CARACTERÍSTICAS DE LA INVENCIÓN

[0008] La presente invención proporciona una vacuna para provocar una respuesta inmunogénica en un animal, comprendiendo la vacuna bacterias que contienen una mutación atenuante en un gen, en el que la mutación modifica la expresión y/o la actividad biológica de un polipéptido o proteína codificada por el gen, dando como resultado una virulencia atenuada de la bacteria, en la que la mutación es una deleción en marco que da lugar a las bacterias que segregan una leucotoxina truncada (LktA), además en la que las bacterias son Mannheimia haemolytica serotipos A1 y A6, además en la que la deleción está dentro del locus del gen de LktCA que codifica acilasa (LktC) y leucotoxina A (LktA), además en la que la secuencia de aminoácidos de la forma truncada secretada de LktA consiste en la secuencia codificada por la SEQ ID NO: 16 o 17.
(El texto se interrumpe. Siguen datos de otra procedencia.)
Issue #4110, opened 2015-03-04
Refactor Campaigns API endpoint


aaronschachter:
Currently returns duplicate records, which is weird.

We'll want to query by various taxonomy fields on the template, and also by status, etc.  Curious about whether or not the Restful module could handle this nicely https://www.drupal.org/project/restful

aaronschachter:
... or if this is potentially a job for a SOLR API query, which @mshmsh5000 had mentioned potentially setting up for querying Reportbacks by as well.  Food for thought re: our API discussion today.

aaronschachter:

[0009] La presente invención también proporciona una vacuna de la invención para su uso en la vacunación de un animal contra las enfermedades causadas por M. haemolytica, en la que la vacuna se administra al menos una vez.

[0010] Un objeto de la presente descripción es proporcionar vacunas eficaces que comprenden M. haemolytica atenuada de serotipos A1 y A6. En relación a una cepa parental de M. haemolytica serotipo A1 o A6, las cepas atenuadas pueden tener modificaciones genómicas, incluyendo deleciones, sustituciones y adiciones, y cuya presencia (o ausencia) está asociada con una virulencia reducida. En una realización, una M. haemolytica de tipo natural (serotipo A1 D153) puede modificarse para contener una deleción parcial de genes del locus genómico de leucotoxina CA (lktCA), dndo lugar a una bacteria atenuada, que secreta una forma truncada, no citotóxica, de la proteína LktA. Las vacunas idealmente proporcionan inmunidad protectora segura, eficaz y amplia.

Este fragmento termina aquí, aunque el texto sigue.